PR #12969, opened 2023-11-13
Fix book page specifying-dependencies.md

ajoklar:

The Cargo Book currently suggests a wrong syntax for specifying target OS specific dependencies, i.e.:

`[target.'cfg(unix)'.dependencies]`) 

That leads to many 'use of undeclared crate or module' errors, because it doesn't recognize this as a syntax error (could be an issue of it's own).

I replaced these occurrences in the book with the correct syntax (`[target.'cfg(target_os = "unix")'.dependencies]`).

### DIFF
--- a/src/doc/src/reference/specifying-dependencies.md
+++ b/src/doc/src/reference/specifying-dependencies.md
@@ -315,10 +315,10 @@ syntax](../../reference/conditional-compilation.html) will be used to define
 these sections:
 
 ```toml
-[target.'cfg(windows)'.dependencies]
+[target.'cfg(target_os = "windows")'.dependencies]
 winhttp = "0.4.0"
 
-[target.'cfg(unix)'.dependencies]
+[target.'cfg(target_os = "unix")'.dependencies]
 openssl = "1.0.1"
 
 [target.'cfg(target_arch = "x86")'.dependencies]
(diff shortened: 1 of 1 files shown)


src/doc/src/reference/specifying-dependencies.md
```diff
@@ -315,10 +315,10 @@ syntax](../../reference/conditional-compilation.html) will be used to define
 these sections:
 
 ```toml
-[target.'cfg(windows)'.dependencies]
+[target.'cfg(target_os = "windows")'.dependencies]
```
epage, line 318: Hmm, rustc seems to support `cfg(windows)` and `cfg(unix)`

See https://doc.rust-lang.org/reference/conditional-compilation.html#unix-and-windows

This likely needs a closer look

ehuss:
Thanks for the PR!  The syntax seems correct to me, and works on my system. Can you open an issue with a complete reproduction, including the `Cargo.toml` files and the commands you ran?

ajoklar:
Hi, that's interesting.

I looked at it again and realized that `unix` and `windows` seem to be special cases that both work in that position. In my project I used `android` and `macos` which both fail without a `target_os = ""`. I never actually tried `unix` or `windows` because I didn't recognize them as something different.

When I add `#[cfg(android)]` in a Rust file, I get this clear error:
> operating system used in target family position
>
> did you mean `unix`?

So there is a differentiation between "target family" and operating system that was not apparent to me.

So my PR is wrong, I'm sorry!

It would be nice to get the same error above when trying to use i.e.`[target.'cfg(android)'.dependencies]` in Cargo.toml

ehuss:
Unfortunately cargo does not have access to the information to know the names of the operating systems, or what the set of valid cfg key names are, so I'm not sure it is feasible to provide a warning for that.

PR #12970, opened 2023-11-13
query{_vec} use IndexSummary

Eh2406:
This builds on the work from https://github.com/rust-lang/cargo/pull/12749 and the discussion of the overall approach is at https://rust-lang.zulipchat.com/#narrow/stream/246057-t-cargo/topic/better.20error.20messages.20for.20filtered.20versions.2E

Changing the two traits `Registry` and `Source` to use the new `IndexSummary' involves a lot of changes all throughout the code base. This would be hard to review if it also included any logic changes. So this PR is just adding the type to the trait and immediately unwrapping every place it is used.

The hope is that reviewing changes to logic/ergonomics will be easier to review once the mechanical changes have been merged.

This is an internal re-factoring and all the tests still pass.


epage:
@bors r+

I guess this is like my work on #12801.  Too big to do in a single PR but unsure of the results.  So only one way to find out.

crates/xtask-bump-check/src/xtask.rs
```diff
@@ -377,6 +377,7 @@ fn check_crates_io<'a>(
                 "`{name}@{current}` needs a bump because its should have a version newer than crates.io: {:?}`",
                 possibilities
                     .iter()
+                    .map(|s| s.as_summary())
```
epage, line 380: Thinking on this more, should we have done these as `as_candidate` and `into_candidate`.  Currently, we should only be exposing candidates and this allows us to update the registry to expose more things without updating every caller.

epage: For now, aren't they filtered out?  I assumed part of the change with this is you can make more or fewer things candidates.

Eh2406: That may end up being a better plan. I will keep it in mined.

PR #12971, opened 2023-11-13
refactor(toml): Clean up workspace inheritance

epage:

The goal is to simplify the code so we have a better boundary between `toml/mod.rs` and `toml/schema.rs` for when we break `toml/schema.rs` into a separate package for #12801.

This let us
- Remove a trait used in some back and forth for error handling
- Move a lot of the inheritable bookkeeping and logic out of `schema.rs`

A lot of these changes were inspired by [`cargo_toml`](https://docs.rs/cargo_toml/latest/cargo_toml/).  This included some renaming that I felt made the code clearer.

I didn't go as far as `cargo_toml`, yet.
- They derive more `Deserializers`, producing worse errors
- Their equivalent of `InheritableField` has an `inherit` function on it.  They eagerly inherit things and then error if anything isn't inherited
  - I'm still toying with something like this but held off for now
  - One idea is `InheritableField` has an `inherit_with` function, like today, that only passes errors up but doesn't generate an error.  We then have a `get` function that errors if it isn't inherited.  We could encode the field names, for error reporting, into a type parameter for `InheritableField`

====

> [WHAT NEEDS TO BE DONE]
Your job is to copy out every line from the records above that has the word "bump".

> [TASK RESULT]
crates/xtask-bump-check/src/xtask.rs
                 "`{name}@{current}` needs a bump because its should have a version newer than crates.io: {:?}`",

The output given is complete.